I wandered from the chess championship here and there and finally I stopped at


I've committed myself to write about it. This above is the wikipedia's link. The tour was announced by the brothers and Don King (boxing promoter). You can read there in wikipedia what a disaster this tour was despite some financial success for Michael's brothers (Michael himself has donated his own share to charities). So, I had some thoughts about it but it's complicated, and I gave up on writing more about it
 
11m-2d

This blog has 11 months minus 2 days. Name "...2014++"--its double plus--leaves it open to continue beyond 2014. It has to be seen.

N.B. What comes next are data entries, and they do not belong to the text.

PR #15, opened 2019-12-06
Conditional compilation for enclave_create() test

lkatalin:


sgx-sys/build.rs
```diff
@@ -0,0 +1,21 @@
...
+// Unless required by applicable law or agreed to in writing, software
+// distributed under the License is distributed on an "AS IS" BASIS,
+// WITHOUT WARRANTIES OR CONDITIONS OF ANY KIND, either express or implied.
+// See the License for the specific language governing permissions and
+// limitations under the License.
+
+fn main() {
+    use std::path::Path;
+
+    if Path::new("/dev/sgx").exists() {
```
npmccallum: We probably want to test for `/dev/sgx/enclave`.

sgx-sys/src/lib.rs
```diff
@@ -117,6 +117,7 @@ impl<'e> EnclaveTrait<'e> for Enclave<'e> {
 mod test {
     use super::*;
 
+    #[cfg(has_sgx)]
```
npmccallum: This code conditionally compiles the test. We don't want that. We want to conditionally skip (ignore) the test. See how `sev` does this.

Why the difference? Ignored tests are still compiled. There is testing value in ensuring the tests still compile. Further, ignored tests are still included in the testing output, showing explicitly that they were skipped. This helps with debugging.

lkatalin: Okay, it makes sense now, thanks. I thought we didn't want to compile it.

PR #18, opened 2019-12-06
Remove outdated alignment and size tests in sgx-types/secs.rs

lkatalin:
These tests are outdated now that the `paging` crate exists.


npmccallum:
Tests fail for a different reason. This patch still improves things. I'll merge it.

PR #19, opened 2019-12-06
Remove reserved fields

lkatalin:
- ~Removed `reserved` fields since we don't need them for alignment/sizing~
- Removed extraneous `bitflags` line
- Changed doc comment to regular comment to fix build error


lkatalin:
@npmccallum Updated this; no longer removing `reserved` fields.

PR #21, opened 2019-12-06
Created types for Xfrm, Attributes, MiscSelect in sgx-types

lkatalin:
Also updated the `enclave_create()` test in `sgx-sys` to use these new types and keep the test from failing.

### DIFF
--- a/sgx-sys/src/lib.rs
+++ b/sgx-sys/src/lib.rs
@@ -106,15 +106,13 @@ mod test {
     #[cfg_attr(not(has_sgx), ignore)]
     #[test]
     fn enclave_create() {
-        use sgx_types::secs::*;
+        use sgx_types::*;
 
         let mut secs = Secs::default();
         secs.size = 8192;
         secs.base = 8192;
         secs.ssa_frame_size = 4096;
-        secs.attributes = Attributes::MODE_64_BIT;
-        secs.miscselect = MiscSelect::EXINFO;
-        secs.xfrm = Xfrm::X87 | Xfrm::SSE;
+        secs.xfrm = xfrm::Xfrm::default();
         Builder::new(secs).unwrap();
     }
 }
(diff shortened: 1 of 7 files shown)


sgx-types/src/miscselect.rs
```diff
@@ -0,0 +1,12 @@
+bitflags::bitflags! {
+    /// Section 38.7.2
+    pub struct MiscSelect: u32 {
+        const EXINFO = 1 << 0;
+    }
+}
+
+impl Default for MiscSelect {
+    fn default() -> Self {
+        MiscSelect::EXINFO
```
npmccallum: I think we need to default to `MiscSelect::empty()`. We can't be sure that `EXINFO` is setup by whoever calls this.

sgx-sys/src/lib.rs
```diff
@@ -106,15 +106,15 @@ mod test {
...
         let mut secs = Secs::default();
         secs.size = 8192;
         secs.base = 8192;
         secs.ssa_frame_size = 4096;
-        secs.attributes = Attributes::MODE_64_BIT;
-        secs.miscselect = MiscSelect::EXINFO;
-        secs.xfrm = Xfrm::X87 | Xfrm::SSE;
+        secs.attributes = attributes::Attributes::MODE_64_BIT;
+        secs.miscselect = miscselect::MiscSelect::EXINFO;
+        secs.xfrm = xfrm::Xfrm::X87 | xfrm::Xfrm::SSE;
```
npmccallum: I don't think these lines are required anymore because these values are the defaults.

sgx-types/src/miscselect.rs
npmccallum: Never mind, the kernel enforces the presence of this flag. Leave it as it is.

sgx-sys/src/lib.rs
lkatalin: It still wants `xfrm` specified to pass the test. I think this is because `SECS` defaults to `std::mem::zeroed()`.

PR #24, opened 2019-12-10
Split testaso!() into three test functions

npmccallum:
This makes it both clearer what testaso!() does and it provides separate
output for each kind of test during test execution.


lkatalin:
I think this is a good change.

PR #429, opened 2020-04-20
cc: add a specific rlib from the target directory

haraldh:
adds "insert-target-rlib"

link.json:
…
        "insert-target-rlib": ["libc"],
…

will add

$HOME/.rustup/toolchains/stable-x86_64-unknown-linux-gnu/lib/rustlib/x86_64-unknown-linux-musl/lib/liblibc-6c4492b949101b15.rlib

as a static library

### DIFF
--- a/cc
+++ b/cc
@@ -18,18 +18,21 @@
 #       "replace": { "-lba[rz]": [ "-Wl,--whole-archive", "-lbar", "-lbaz" ] },
 #       "prepend": [ "-lbar" ],
 #       "append": [ "-lbaz" ],
+#       "append-target-rlib": ["libc"],
 #       "debug": false
 #     },
 #     "build": {
 #       "replace": { "-lba[rz]": [ "-Wl,--whole-archive", "-lbar", "-lbaz" ] },
 #       "prepend": [ "-lbar" ],
 #       "append": [ "-lbaz" ]
+#       "append-target-rlib": ["libc"],
 #       "debug": false
 #     },
 #     "test": {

Looking back, I am missing Desejo and her blog entries. Wasn't she supposed to come back about this time? Her posts here had a certain peculiarity. I even wonder if it would continue. (But that is the least important).

A couple days ago the main social organizer in my building has invited me to the today's Thursday party/dinner (we have in the US a traditional American holiday today; would it be related to turkey? I don't mean Small Asia). I was supposed to bring some chips. I said, "Gladly, if I remember". So she promised to remind me Wednesday (yesterday). She even gave up on my chips, it would be enough for me to move the tables before the party.

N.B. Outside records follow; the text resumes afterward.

PR #432, opened 2020-04-22
Introduce enarx-keep-sev

connorkuehl:
If this PR is too fine-grained let me know. I think this is as far as I can get without duplicating code from #416.

This just adds the crate as a basis for the rest of the code that is transitioning off of `demo2020`. The keep is pretty much a "stub" for now, but following PRs will add more functionality.

### DIFF
--- a/Makefile.toml
+++ b/Makefile.toml
@@ -3,6 +3,7 @@ CARGO_MAKE_EXTEND_WORKSPACE_MAKEFILE = "true"
 CARGO_MAKE_WORKSPACE_EMULATION = true
 CARGO_MAKE_CRATE_WORKSPACE_MEMBERS = [
 	"crt0stack",
+	"enarx-keep-sev",
 	"enarx-keep-sgx",
 	"enarx-keep-sgx-shim",
 	"enumerate",
--- a/enarx-keep-sev/Cargo.toml
+++ b/enarx-keep-sev/Cargo.toml
@@ -1,0 +1,11 @@
+[package]
+name = "enarx-keep-sev"
+version = "0.1.0"
+authors = ["Connor Kuehl <ckuehl@redhat.com>"]
+edition = "2018"
+license = "Apache-2.0"
+
+# See more keys and their definitions at https://doc.rust-lang.org/cargo/reference/manifest.html
+
+[dependencies]
+structopt = "0.3"
--- a/enarx-keep-sev/LICENSE
+++ b/enarx-keep-sev/LICENSE
@@ -1,0 +1,201 @@
+                                 Apache License
+                           Version 2.0, January 2004
+                        http://www.apache.org/licenses/
+
+   TERMS AND CONDITIONS FOR USE, REPRODUCTION, AND DISTRIBUTION
+
+   1. Definitions.
+
+      "License" shall mean the terms and conditions for use, reproduction,
+      and distribution as defined by Sections 1 through 9 of this document.
+
+      "Licensor" shall mean the copyright owner or entity authorized by
+      the copyright owner that is granting the License.
+
+      "Legal Entity" shall mean the union of the acting entity and all
+      other entities that control, are controlled by, or are under common
+      control with that entity. For the purposes of this definition,
+      "control" means (i) the power, direct or indirect, to cause the
+      direction or management of such entity, whether by contract or
+      otherwise, or (ii) ownership of fifty percent (50%) or more of the
+      outstanding shares, or (iii) beneficial ownership of such entity.
+
+      "You" (or "Your") shall mean an individual or Legal Entity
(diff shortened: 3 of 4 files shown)


enarx-keep-sev/Cargo.toml
```diff
@@ -0,0 +1,12 @@
+[package]
+name = "enarx-keep-sev"
+version = "0.1.0"
+authors = ["Harald Hoyer <harald@redhat.com>"]
```
haraldh, line 4: you might as well add your name here, or replace it with some "The Enarx Development Team"

enarx-keep-sev/Cargo.toml
```diff
@@ -0,0 +1,12 @@
...
+edition = "2018"
+license = "Apache-2.0"
+
+# See more keys and their definitions at https://doc.rust-lang.org/cargo/reference/manifest.html
+
+[dependencies]
+failure = "0.1.7"
```
haraldh, line 11: hmm..  I thought `failure` is dead? How about `anyhow`?

enarx-keep-sev/Cargo.toml
connorkuehl: I'd prefer to change it to something along the lines of team attribution, so I've opened an issue: https://github.com/enarx/enarx/issues/479.

enarx-keep-sev/Cargo.toml
connorkuehl: :scream: all my research led me to `failure`! Indeed, the repository doesn't look very active.

It's a shame I kind of like the crate overall though. Let me look and see what's out there.

haraldh: Yeah, `failure` was a try from withoutboats to tackle error handling, but I think he moved on to other things.

Meanwhile I created [chainerror](https://haraldh.github.io/chainerror/), which gives a nice error traceback (different from the panic backtrace). Also I added https://doc.rust-lang.org/std/error/trait.Error.html#method.chain but it's nightly only.

From my experience with error handling, if you are writing a `lib` crate, use something like https://github.com/tailhook/quick-error, and implement s.th. like `Chainerror` [manually](https://github.com/varlink/rust/blob/master/varlink/src/error.rs#L117-L140)

If you are creating a `bin` crate, you might use `anyhow`, but I prefer manual implementation.

npmccallum: See also this: https://www.youtube.com/watch?v=qWY2sUpt-Ek

I think we should have a discussion about error handling. My knowledge here is very poor. But I also know we need good error handling across a variety of contexts (std, no_std, no_std w/ nostdlib).

enarx-keep-sev/Cargo.toml
npmccallum: @connorkuehl Please add your name for now. FLF

enarx-keep-sev/Cargo.toml
npmccallum: In the meantime, failure is dead so lets remove it.

connorkuehl: > I think we should have a discussion about error handling. My knowledge here is very poor. But I also know we need good error handling across a variety of contexts (std, no_std, no_std w/ nostdlib).

I did some research and watched the video linked above. The latest push is my first stab at what I perceive to be "consensus" among the internet without depending on the error-handling crate du jour. However, it will not work in `no_std` due to Boxing the `Error` trait objects.

Makefile.toml
```diff
@@ -3,7 +3,7 @@ CARGO_MAKE_EXTEND_WORKSPACE_MAKEFILE = "true"
 CARGO_MAKE_WORKSPACE_EMULATION = true
 CARGO_MAKE_CRATE_WORKSPACE_MEMBERS = [
 	"crt0stack",
-	"enarx-keep-sev-lib",
```
haraldh, line 6: Is this intentional?

enarx-keep-sev/src/error.rs
```diff
@@ -0,0 +1,54 @@
...
+#[macro_export]
+macro_rules! context {
+    ($msg:expr, $err:expr) => {
+        KeepError::context($msg, std::boxed::Box::new($err))
+    };
+}
+
+/// The primary error type for the crate.
+#[derive(Debug)]
+pub struct KeepError {
```
haraldh, line 31: I would like to see `KeepError` impl `std::error::Error` with the `source()` method.

Makefile.toml
connorkuehl: No, thank you for catching this!

npmccallum:
@haraldh Your changes requested is blocking this from merge.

She forgot to remember, but I didn't forget. To remember, you need to invest into remembering. I did, and I bought all kind of chips just on time before they closed a drug store downtown, relatively near me. I still plan to show up before the time to move the tables. If I remember. And if I don't oversleep. After all, it is almost 7 am. I need to be upstairs in the dining room at 3 pm. I still have 9 hours.

Association. An outstanding Moscow mathematician would insert certain errors during his lectures intentionally, to keep his students on their toes. The sharp keep would interrupt the instructor, would point to the mistake, and the instructor would continue the correct thread. He did the same also away from Moscow, during a lecture in Siberia. They have sharp kids there too, very sharp. When our mathematician, his name was Vladimir Arnold, introduced somewhat wrong formula--but hardly anything in mathematics is wrong only "somewhat", the students said nothing. So Arnold continued consistently, and now, waiting for a correction, he was sweating under the pressure. Finally, it certainly didn't make any sense to continue this way. He erased a whole blackboard of false calculations and proceeded to finish his talk.

And why would Siberian students live with wrong equations, etc.? Because they had respect for great Arnold. They didn't know him personally, so they did the polite thing.

Arnold died a couple years ago. Outside of mathematics, he was very tough physically (swimming in the cold, near freezing sea, and so on). He knew a lot of history but also had some funny historical notions. He wrote great textbooks but his views on education included some horrible garbage, and in general, he didn't show good judgment, just like people on the Internet. But as long as I know, Arnold was not an Internet creature. Today some great mathematicians are very active on the mathematical Internet, and they still are perfectly sensible. They are inventive in the way in which an entire large open Internet group of mathematicians works on mathematics together.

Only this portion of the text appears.